TASK GOAL
An identical copy of the listing below is all the answer should contain.

DATA PROVIDED

PR #209, opened 2022-01-14
wait for IP Reservations to reach the desired state

### LINKED ISSUE #135: metal_reserved_ip_block should be returned when 'created'
A module can't function with a cidr_notation value of `/0`.  Terraform resources are generally expected to return when the resource is ready to use. 

The Terraform provider should adopt a behavior of waiting for the`metal_reserved_ip_block` to have a state of `created` before releasing the resource.  In some cases, a user may be ok with this resource being released early, so a behavior flag could be used to toggle that.

_Originally posted by @displague in https://github.com/equinix/terraform-metal-anthos-on-baremetal/issues/74#issuecomment-865215226_

displague:
This PR adds various features to `metal_reserved_ip_block`:
* Adds `custom_data` (a string of JSON. This enables the use of arbitrary scalar, list, and map types, as supported by the API. This is defaulted to the API default of `"{}"`.
* Allows for `tags`, `description`, and `custom_data` to be updated
* Adds `wait_for_state` (defaults to `created`)
* The default behavior is now to wait for the IP Address reservation to be usable (guaranteeing an IP Address) before exiting the create call. A number of users have been snagged by this resource releasing after creating the reservation request without having an IP address fully reserved.  Those users will now get a 10m timeout (default, configurable with `timeouts`) unless they set `wait_for_state="pending"`

Fixes #135

### DIFF
--- a/metal/resource_metal_reserved_ip_block.go
+++ b/metal/resource_metal_reserved_ip_block.go
@@ -62,11 +62,6 @@ func metalIPComputedFields() map[string]*schema.Schema {
 
 func metalIPResourceComputedFields() map[string]*schema.Schema {
 	s := metalIPComputedFields()
-	s["address_family"] = &schema.Schema{
-		Type:        schema.TypeInt,
-		Computed:    true,
-		Description: "Address family as integer (4 or 6)",
-	}
 	s["public"] = &schema.Schema{
 		Type:        schema.TypeBool,
 		Computed:    true,
--- a/metal/resource_metal_reserved_ip_block.go
+++ b/metal/resource_metal_reserved_ip_block.go
@@ -59,6 +59,8 @@ func metalIPComputedFields() map[string]*schema.Schema {
 			Type:        schema.TypeString,
 			Description: "Wait for the IP reservation block to reach a desired state on resource creation. One of: `pending`, `created`. The `created` state is default and recommended if the addresses are needed within the configuration. An error will be returned if a timeout or the `denied` state is encountered.",
 			Default:     packngo.IPReservationStateCreated,
+			Optional:    true,
+			ForceNew:    false,
 			ValidateDiagFunc: validation.ToDiagFunc(
 				validation.StringInSlice([]string{
 					string(packngo.IPReservationStateCreated),
--- a/metal/resource_metal_reserved_ip_block.go
+++ b/metal/resource_metal_reserved_ip_block.go
@@ -1,6 +1,7 @@
 package metal
 
 import (
+	"encoding/json"
 	"fmt"
 	"log"
 	"path"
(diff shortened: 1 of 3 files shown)


metal/resource_metal_reserved_ip_block.go
```diff
@@ -49,6 +55,19 @@ func metalIPComputedFields() map[string]*schema.Schema {
 			Type:     schema.TypeBool,
 			Computed: true,
 		},
+		"wait_for_state": {
+			Type:        schema.TypeString,
+			Description: "Wait for the IP reservation block to reach a desired state on resource creation. One of: `pending`, `created`. The `created` state is default and recommended if the addresses are needed within the configuration. An error will be returned if a timeout or the `denied` state is encountered.",
+			Default:     packngo.IPReservationStateCreated,
+			Optional:    true,
+			ForceNew:    false,
```
ocobleseqx, line 63: ForceNew=false requires the resource to have Update function defined. You can just define a dummy Update function returning Read() or set ForceNew=true like other parameters that can be updated in the UI portal have -->`Description` / `tags`

Even not required for this one-time parameter, the update method should be included in the packetngo client to match the API https://developer.equinix.com/catalog/metalv1#operation/updateIPAddress and then modify behavior here for Description/tags

metal/resource_metal_reserved_ip_block.go
```diff
@@ -49,6 +55,19 @@ func metalIPComputedFields() map[string]*schema.Schema {
 			Type:     schema.TypeBool,
 			Computed: true,
 		},
+		"wait_for_state": {
```
ocobleseqx, line 58: Makes more sense to define `wait_for_state` directly in resourceMetalReservedIPBlock() since it's not computed. 

(This should be managed in a different issue/pr) Even more, I'm not sure why there is a distinction for some computed params defined in two different function metalIPResourceComputedFields() and metalIPComputedFields(). Having a single function would simplify code maintaining  and avoid errors, for example there I found `address_family` is defined twice. 
https://github.com/equinix/terraform-provider-metal/blob/3834e17fb84992b49c8b758faf358bd6ff852867/metal/resource_metal_reserved_ip_block.go#L26

https://github.com/equinix/terraform-provider-metal/blob/3834e17fb84992b49c8b758faf358bd6ff852867/metal/resource_metal_reserved_ip_block.go#L76

ocobleseqx (changes requested):
I left a couple of comments that should be addressed before merge.

```
with the provider itself, and not a user issue. Please report
│ this bug:
│ 
│       * resource metal_reserved_ip_block: No Update defined, must set ForceNew on: []string{"wait_for_state"}
```

metal/resource_metal_reserved_ip_block.go
displague: We are tracking this issue https://github.com/packethost/packngo/issues/318. When the [PR that addresses this](https://github.com/packethost/packngo/pull/319) has been merged, I'll update this PR to include the Update functionality.

metal/resource_metal_reserved_ip_block.go
displague: I think the distinction owes to packngo's definition of `IPAddressReservation` and `IPAddressCommon`. And this owes to the API spec and (more importantly API responses) where reservations (user requested IP blocks) have different properties than non-reservations (dynamically or statically assigned addresses that the user can reclaim/reuse).

displague: That said, if there are overlapping aspects of the code that can be refactored, we should look into that.

displague: I've removed the duplicate definition.

This helper shares schema definitions between metal_ip_attachment, data.metal_precreated_ip_block, metal_resource_ip_block. This is something we can revisit later.

metal/resource_metal_reserved_ip_block.go
displague: Update functionality has been added.

ocobleseqx (approved):
Looks good. Nothing to add from my side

OUTPUT
PR #209, opened 2022-01-14
wait for IP Reservations to reach the desired state

### LINKED ISSUE #135: metal_reserved_ip_block should be returned when 'created'
A module can't function with a cidr_notation value of `/0`.  Terraform resources are generally expected to return when the resource is ready to use. 

The Terraform provider should adopt a behavior of waiting for the`metal_reserved_ip_block` to have a state of `created` before releasing the resource.  In some cases, a user may be ok with this resource being released early, so a behavior flag could be used to toggle that.

_Originally posted by @displague in https://github.com/equinix/terraform-metal-anthos-on-baremetal/issues/74#issuecomment-865215226_

displague:
This PR adds various features to `metal_reserved_ip_block`:
* Adds `custom_data` (a string of JSON. This enables the use of arbitrary scalar, list, and map types, as supported by the API. This is defaulted to the API default of `"{}"`.
* Allows for `tags`, `description`, and `custom_data` to be updated
* Adds `wait_for_state` (defaults to `created`)
* The default behavior is now to wait for the IP Address reservation to be usable (guaranteeing an IP Address) before exiting the create call. A number of users have been snagged by this resource releasing after creating the reservation request without having an IP address fully reserved.  Those users will now get a 10m timeout (default, configurable with `timeouts`) unless they set `wait_for_state="pending"`

Fixes #135

### DIFF
--- a/metal/resource_metal_reserved_ip_block.go
+++ b/metal/resource_metal_reserved_ip_block.go
@@ -62,11 +62,6 @@ func metalIPComputedFields() map[string]*schema.Schema {
 
 func metalIPResourceComputedFields() map[string]*schema.Schema {
 	s := metalIPComputedFields()
-	s["address_family"] = &schema.Schema{
-		Type:        schema.TypeInt,
-		Computed:    true,
-		Description: "Address family as integer (4 or 6)",
-	}
 	s["public"] = &schema.Schema{
 		Type:        schema.TypeBool,
 		Computed:    true,
--- a/metal/resource_metal_reserved_ip_block.go
+++ b/metal/resource_metal_reserved_ip_block.go
@@ -59,6 +59,8 @@ func metalIPComputedFields() map[string]*schema.Schema {
 			Type:        schema.TypeString,
 			Description: "Wait for the IP reservation block to reach a desired state on resource creation. One of: `pending`, `created`. The `created` state is default and recommended if the addresses are needed within the configuration. An error will be returned if a timeout or the `denied` state is encountered.",
 			Default:     packngo.IPReservationStateCreated,
+			Optional:    true,
+			ForceNew:    false,
 			ValidateDiagFunc: validation.ToDiagFunc(
 				validation.StringInSlice([]string{
 					string(packngo.IPReservationStateCreated),
--- a/metal/resource_metal_reserved_ip_block.go
+++ b/metal/resource_metal_reserved_ip_block.go
@@ -1,6 +1,7 @@
 package metal
 
 import (
+	"encoding/json"
 	"fmt"
 	"log"
 	"path"
(diff shortened: 1 of 3 files shown)


metal/resource_metal_reserved_ip_block.go
```diff
@@ -49,6 +55,19 @@ func metalIPComputedFields() map[string]*schema.Schema {
 			Type:     schema.TypeBool,
 			Computed: true,
 		},
+		"wait_for_state": {
+			Type:        schema.TypeString,
+			Description: "Wait for the IP reservation block to reach a desired state on resource creation. One of: `pending`, `created`. The `created` state is default and recommended if the addresses are needed within the configuration. An error will be returned if a timeout or the `denied` state is encountered.",
+			Default:     packngo.IPReservationStateCreated,
+			Optional:    true,
+			ForceNew:    false,
```
ocobleseqx, line 63: ForceNew=false requires the resource to have Update function defined. You can just define a dummy Update function returning Read() or set ForceNew=true like other parameters that can be updated in the UI portal have -->`Description` / `tags`

Even not required for this one-time parameter, the update method should be included in the packetngo client to match the API https://developer.equinix.com/catalog/metalv1#operation/updateIPAddress and then modify behavior here for Description/tags

metal/resource_metal_reserved_ip_block.go
```diff
@@ -49,6 +55,19 @@ func metalIPComputedFields() map[string]*schema.Schema {
 			Type:     schema.TypeBool,
 			Computed: true,
 		},
+		"wait_for_state": {
```
ocobleseqx, line 58: Makes more sense to define `wait_for_state` directly in resourceMetalReservedIPBlock() since it's not computed. 

(This should be managed in a different issue/pr) Even more, I'm not sure why there is a distinction for some computed params defined in two different function metalIPResourceComputedFields() and metalIPComputedFields(). Having a single function would simplify code maintaining  and avoid errors, for example there I found `address_family` is defined twice. 
https://github.com/equinix/terraform-provider-metal/blob/3834e17fb84992b49c8b758faf358bd6ff852867/metal/resource_metal_reserved_ip_block.go#L26

https://github.com/equinix/terraform-provider-metal/blob/3834e17fb84992b49c8b758faf358bd6ff852867/metal/resource_metal_reserved_ip_block.go#L76

ocobleseqx (changes requested):
I left a couple of comments that should be addressed before merge.

```
with the provider itself, and not a user issue. Please report
│ this bug:
│ 
│       * resource metal_reserved_ip_block: No Update defined, must set ForceNew on: []string{"wait_for_state"}
```

metal/resource_metal_reserved_ip_block.go
displague: We are tracking this issue https://github.com/packethost/packngo/issues/318. When the [PR that addresses this](https://github.com/packethost/packngo/pull/319) has been merged, I'll update this PR to include the Update functionality.

metal/resource_metal_reserved_ip_block.go
displague: I think the distinction owes to packngo's definition of `IPAddressReservation` and `IPAddressCommon`. And this owes to the API spec and (more importantly API responses) where reservations (user requested IP blocks) have different properties than non-reservations (dynamically or statically assigned addresses that the user can reclaim/reuse).

displague: That said, if there are overlapping aspects of the code that can be refactored, we should look into that.

displague: I've removed the duplicate definition.

This helper shares schema definitions between metal_ip_attachment, data.metal_precreated_ip_block, metal_resource_ip_block. This is something we can revisit later.

metal/resource_metal_reserved_ip_block.go
displague: Update functionality has been added.

ocobleseqx (approved):
Looks good. Nothing to add from my side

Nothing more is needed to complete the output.